- **Directions for this task**: Starting at the line that contains "PR #368, opened 2023-03-18" and ending at the line that contains "Add the possibility", the lines below are to be given again exactly, with nothing added.

(Stored items)

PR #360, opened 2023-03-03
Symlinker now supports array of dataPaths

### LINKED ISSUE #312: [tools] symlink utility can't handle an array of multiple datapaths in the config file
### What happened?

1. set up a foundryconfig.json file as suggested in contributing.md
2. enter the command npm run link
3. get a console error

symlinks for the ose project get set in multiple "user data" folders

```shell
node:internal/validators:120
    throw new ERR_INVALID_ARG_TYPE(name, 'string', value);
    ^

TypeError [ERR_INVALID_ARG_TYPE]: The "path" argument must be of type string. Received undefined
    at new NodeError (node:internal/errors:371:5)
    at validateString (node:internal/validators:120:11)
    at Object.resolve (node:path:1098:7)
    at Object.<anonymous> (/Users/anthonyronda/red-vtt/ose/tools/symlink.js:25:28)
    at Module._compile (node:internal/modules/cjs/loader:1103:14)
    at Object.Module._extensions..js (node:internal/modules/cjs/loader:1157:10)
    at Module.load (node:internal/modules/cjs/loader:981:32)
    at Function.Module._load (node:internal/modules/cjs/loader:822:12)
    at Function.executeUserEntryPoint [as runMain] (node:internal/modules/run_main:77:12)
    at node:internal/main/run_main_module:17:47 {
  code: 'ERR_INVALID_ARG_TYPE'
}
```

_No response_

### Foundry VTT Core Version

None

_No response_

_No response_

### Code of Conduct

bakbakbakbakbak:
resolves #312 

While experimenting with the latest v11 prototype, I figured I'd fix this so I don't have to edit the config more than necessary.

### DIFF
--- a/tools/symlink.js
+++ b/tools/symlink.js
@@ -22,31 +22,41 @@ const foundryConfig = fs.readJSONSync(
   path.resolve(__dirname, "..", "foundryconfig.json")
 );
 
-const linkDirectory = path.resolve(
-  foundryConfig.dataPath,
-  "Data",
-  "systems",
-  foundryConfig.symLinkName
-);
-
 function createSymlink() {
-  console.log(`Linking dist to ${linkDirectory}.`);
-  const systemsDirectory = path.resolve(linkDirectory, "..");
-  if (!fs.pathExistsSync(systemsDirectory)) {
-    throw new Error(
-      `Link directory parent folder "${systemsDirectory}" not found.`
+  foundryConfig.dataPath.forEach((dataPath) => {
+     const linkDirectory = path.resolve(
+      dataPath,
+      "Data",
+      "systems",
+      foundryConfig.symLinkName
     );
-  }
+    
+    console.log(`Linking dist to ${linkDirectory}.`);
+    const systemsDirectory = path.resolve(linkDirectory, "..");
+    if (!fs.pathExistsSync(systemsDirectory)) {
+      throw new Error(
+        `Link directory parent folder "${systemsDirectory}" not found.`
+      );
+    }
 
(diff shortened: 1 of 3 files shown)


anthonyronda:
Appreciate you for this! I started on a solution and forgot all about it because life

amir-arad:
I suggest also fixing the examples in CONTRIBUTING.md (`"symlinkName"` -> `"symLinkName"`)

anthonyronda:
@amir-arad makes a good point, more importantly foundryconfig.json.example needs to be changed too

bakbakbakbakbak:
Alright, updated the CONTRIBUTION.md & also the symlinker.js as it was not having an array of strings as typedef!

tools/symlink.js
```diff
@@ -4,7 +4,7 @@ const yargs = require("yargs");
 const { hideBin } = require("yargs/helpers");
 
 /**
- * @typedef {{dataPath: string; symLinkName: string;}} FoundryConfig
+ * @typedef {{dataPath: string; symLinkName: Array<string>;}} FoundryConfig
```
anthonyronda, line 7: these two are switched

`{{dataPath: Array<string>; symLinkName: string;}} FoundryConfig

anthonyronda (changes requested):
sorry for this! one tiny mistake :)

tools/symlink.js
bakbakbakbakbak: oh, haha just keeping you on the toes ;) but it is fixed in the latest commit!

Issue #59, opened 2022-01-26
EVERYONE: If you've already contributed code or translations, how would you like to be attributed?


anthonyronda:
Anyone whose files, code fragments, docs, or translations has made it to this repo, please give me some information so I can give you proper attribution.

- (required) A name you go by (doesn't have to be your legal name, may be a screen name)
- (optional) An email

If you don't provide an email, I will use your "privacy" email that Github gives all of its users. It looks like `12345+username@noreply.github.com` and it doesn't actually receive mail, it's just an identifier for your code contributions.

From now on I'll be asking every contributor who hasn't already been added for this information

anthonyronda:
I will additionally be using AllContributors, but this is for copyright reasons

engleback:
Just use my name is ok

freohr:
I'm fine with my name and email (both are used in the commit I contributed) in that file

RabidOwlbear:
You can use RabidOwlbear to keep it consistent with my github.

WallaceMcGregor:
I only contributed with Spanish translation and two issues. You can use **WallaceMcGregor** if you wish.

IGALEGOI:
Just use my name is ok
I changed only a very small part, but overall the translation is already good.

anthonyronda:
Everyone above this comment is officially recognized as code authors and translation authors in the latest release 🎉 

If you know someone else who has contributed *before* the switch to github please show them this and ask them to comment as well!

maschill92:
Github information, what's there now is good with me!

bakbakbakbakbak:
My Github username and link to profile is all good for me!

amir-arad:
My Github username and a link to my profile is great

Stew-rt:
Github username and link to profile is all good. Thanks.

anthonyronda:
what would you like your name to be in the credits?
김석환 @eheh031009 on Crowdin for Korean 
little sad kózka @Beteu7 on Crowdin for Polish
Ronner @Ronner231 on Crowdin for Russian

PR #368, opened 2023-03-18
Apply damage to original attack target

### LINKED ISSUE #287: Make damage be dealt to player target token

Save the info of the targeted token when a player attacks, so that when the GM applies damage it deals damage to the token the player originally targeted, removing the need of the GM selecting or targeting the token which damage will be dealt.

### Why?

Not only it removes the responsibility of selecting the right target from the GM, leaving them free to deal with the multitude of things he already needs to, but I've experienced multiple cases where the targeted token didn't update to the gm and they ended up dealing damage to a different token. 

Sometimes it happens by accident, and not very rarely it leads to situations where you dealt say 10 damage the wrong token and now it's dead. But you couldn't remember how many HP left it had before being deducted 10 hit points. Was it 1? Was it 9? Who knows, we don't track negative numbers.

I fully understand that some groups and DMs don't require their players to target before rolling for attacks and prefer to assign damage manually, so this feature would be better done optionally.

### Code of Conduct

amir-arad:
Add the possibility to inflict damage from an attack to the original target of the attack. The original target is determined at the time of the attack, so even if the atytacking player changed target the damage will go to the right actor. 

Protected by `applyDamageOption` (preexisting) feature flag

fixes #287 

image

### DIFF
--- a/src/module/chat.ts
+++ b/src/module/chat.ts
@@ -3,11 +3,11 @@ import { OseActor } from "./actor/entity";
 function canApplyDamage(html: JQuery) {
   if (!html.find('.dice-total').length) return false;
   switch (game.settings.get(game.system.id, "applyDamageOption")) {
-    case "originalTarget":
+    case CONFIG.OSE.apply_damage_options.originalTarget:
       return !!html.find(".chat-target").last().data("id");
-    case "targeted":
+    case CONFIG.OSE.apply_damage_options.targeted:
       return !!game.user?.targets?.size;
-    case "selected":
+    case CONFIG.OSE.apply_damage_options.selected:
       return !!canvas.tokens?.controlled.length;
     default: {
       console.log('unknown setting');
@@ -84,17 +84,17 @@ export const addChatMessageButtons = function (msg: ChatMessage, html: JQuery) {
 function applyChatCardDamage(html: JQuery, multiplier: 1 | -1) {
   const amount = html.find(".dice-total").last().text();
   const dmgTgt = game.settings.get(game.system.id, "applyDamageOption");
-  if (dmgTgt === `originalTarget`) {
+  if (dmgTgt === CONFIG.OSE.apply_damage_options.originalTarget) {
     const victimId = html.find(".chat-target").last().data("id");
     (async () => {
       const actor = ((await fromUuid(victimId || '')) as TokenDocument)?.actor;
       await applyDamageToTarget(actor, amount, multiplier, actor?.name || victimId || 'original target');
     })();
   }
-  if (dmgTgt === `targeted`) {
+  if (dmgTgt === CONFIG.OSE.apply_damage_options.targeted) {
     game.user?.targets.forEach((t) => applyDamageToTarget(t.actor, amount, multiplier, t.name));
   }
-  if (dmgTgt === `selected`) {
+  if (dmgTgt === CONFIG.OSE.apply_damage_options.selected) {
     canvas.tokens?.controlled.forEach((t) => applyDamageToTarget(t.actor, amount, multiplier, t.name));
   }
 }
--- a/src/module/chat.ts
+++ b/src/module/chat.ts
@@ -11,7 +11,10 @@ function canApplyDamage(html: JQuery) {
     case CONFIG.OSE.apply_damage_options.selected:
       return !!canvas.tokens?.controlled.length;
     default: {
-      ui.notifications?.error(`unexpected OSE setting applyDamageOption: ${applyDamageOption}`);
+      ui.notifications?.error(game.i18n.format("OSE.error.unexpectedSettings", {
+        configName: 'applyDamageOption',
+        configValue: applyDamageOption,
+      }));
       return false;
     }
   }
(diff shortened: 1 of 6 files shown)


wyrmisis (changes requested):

- **Exercise solution**:
PR #368, opened 2023-03-18
Apply damage to original attack target

### LINKED ISSUE #287: Make damage be dealt to player target token

Save the info of the targeted token when a player attacks, so that when the GM applies damage it deals damage to the token the player originally targeted, removing the need of the GM selecting or targeting the token which damage will be dealt.

### Why?

Not only it removes the responsibility of selecting the right target from the GM, leaving them free to deal with the multitude of things he already needs to, but I've experienced multiple cases where the targeted token didn't update to the gm and they ended up dealing damage to a different token. 

Sometimes it happens by accident, and not very rarely it leads to situations where you dealt say 10 damage the wrong token and now it's dead. But you couldn't remember how many HP left it had before being deducted 10 hit points. Was it 1? Was it 9? Who knows, we don't track negative numbers.

I fully understand that some groups and DMs don't require their players to target before rolling for attacks and prefer to assign damage manually, so this feature would be better done optionally.

### Code of Conduct

amir-arad:
Add the possibility to inflict damage from an attack to the original target of the attack. The original target is determined at the time of the attack, so even if the atytacking player changed target the damage will go to the right actor. 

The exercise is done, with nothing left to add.